# First Clay Attempt



## PeteG (21 Mar 2015)

Nothing too exciting  when I first saw the base with the dove it was for a Celtic Cross on the Steve Good site, the base also had lettering.
But I thought the Dove would look quite good filled with a white clay. I spent around 25-30 minutes warming and playing around with the clay
by hand, and then baked for 27 minutes around 100C. I left it over night and popped both sides on the belt sander the following day.
The wood is Sapele with one coat of Wood Silk.


----------



## Claymore (21 Mar 2015)

love the dove from above Pete 9-) great cross too  
Brian


----------



## nadnerb (21 Mar 2015)

Nice work Pete, where did you get the clay?
Regards
Brendan


----------



## jamiecrawford (21 Mar 2015)

That's quality mate! Top of the class


----------



## PeteG (21 Mar 2015)

Claymore":h9rbx0n0 said:


> love the dove from above Pete 9-) great cross too
> Brian




Thanks Brian, I used the clay you recommended  



nadnerb":h9rbx0n0 said:


> Nice work Pete, where did you get the clay?
> Regards
> Brendan



Hello Brendan  I bought it from Amazon several weeks back, it's come down in price since! http://www.amazon.co.uk/gp/product/B000N6K5WE?psc=1&redirect=true&ref_=oh_aui_detailpage_o02_s00



jamiecrawford":h9rbx0n0 said:


> That's quality mate! Top of the class



Thanks Jamie  I like things with large internal pieces to cut out...I should have spent a bit more time sanding, but I didn't have my glasses on and everything looked OK at the time


----------



## bodgerbaz (22 Mar 2015)

PeteG":jd6q7kxk said:


> Nothing too exciting  when I first saw the base with the dove it was for a Celtic Cross on the Steve Good site, the base also had lettering.
> . . . the Dove would look quite good filled with a white clay. I spent around 25-30 minutes warming and playing around with the clay
> by hand, and then baked for 27 minutes around 100C. I left it over night and popped both sides on the belt sander the following day.
> The wood is Sapele with one coat of Wood Silk.
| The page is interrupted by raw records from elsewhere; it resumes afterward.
PR #98, opened 2024-04-06
Wrap Anthropic message when processing response

yujonglee:
This line cause problem for current Anthropic implementation:

https://github.com/brainlid/langchain/blob/1dab891c48d26f0127991c784e6a2bb7f1050188/lib/utils.ex#L109

This PR fix it by wrapping message.

### DIFF
--- a/lib/chains/llm_chain.ex
+++ b/lib/chains/llm_chain.ex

Nice piece of work Pete. That sounds straight forward enough - softening a small amount for about 1/2 hour rubbing by hand then pushing it into the dove cut out. Presumably the 27 minutes at 100C was non-fan oven? 27 minutes seems quite precise. How do you know when it's ready and does the heat affect the wood (apart from making it hot of course). 

Re: the bandsaw blade we discussed recently, mine arrived in the week :wink: 

Barry


----------



## PeteG (22 Mar 2015)

Hello Barry  I hope I didn't sound like I know what I'm doing :lol: The instructions give a maximum of 30 minutes at 110C, so I knocked 10C off as we have a fan assisted oven.
I don't know if it made any difference to the Dove, but when I've made a corned beef ash with a pastry top, for some reason the pastry browns a little more on the right, so I
placed the base so the Dove was on the left at 9 O'Clock. The oven was pre-heated before it went in, and I only picked 27 minutes to make sure I didn't go over 30 minutes  
What I couldn't see in the instructions was any information on adjusting baking times for the thickness or depth of clay, the base is 18mm thick so with the excess clay I left top and bottom
the clay must have been somewhere around 20-23 mm thick, may be a little more. I left it over night before sanding but I reckon it's more down to luck than anything else 
that it happen to come out OK. I think if I was using it around 10mm think I'd bake a small test piece first.
The wood was fine, no burn or heat marks on it. I did think going back to our conversation on moisture content and re-sawn timber, if I had used a piece of re-sawn would
I have to leave it a couple of days before baking! 

Did you go for a Fastcut B/S blade Barry, did Ian make it to the recommended length or did you ask for one a little shorter?


----------



## bodgerbaz (22 Mar 2015)

Very good instructions - as ever. Thanks Pete I might give it a go now you've blazed a trail ;-)

Yes I went for the fastcut blade the exact length of the one it was shipped with and the Record recommended spare so it should fit fine. I didn't call Ian as I found the right size on the web site and thought a long chatty phone call from Germany might cut into my beer money ;-)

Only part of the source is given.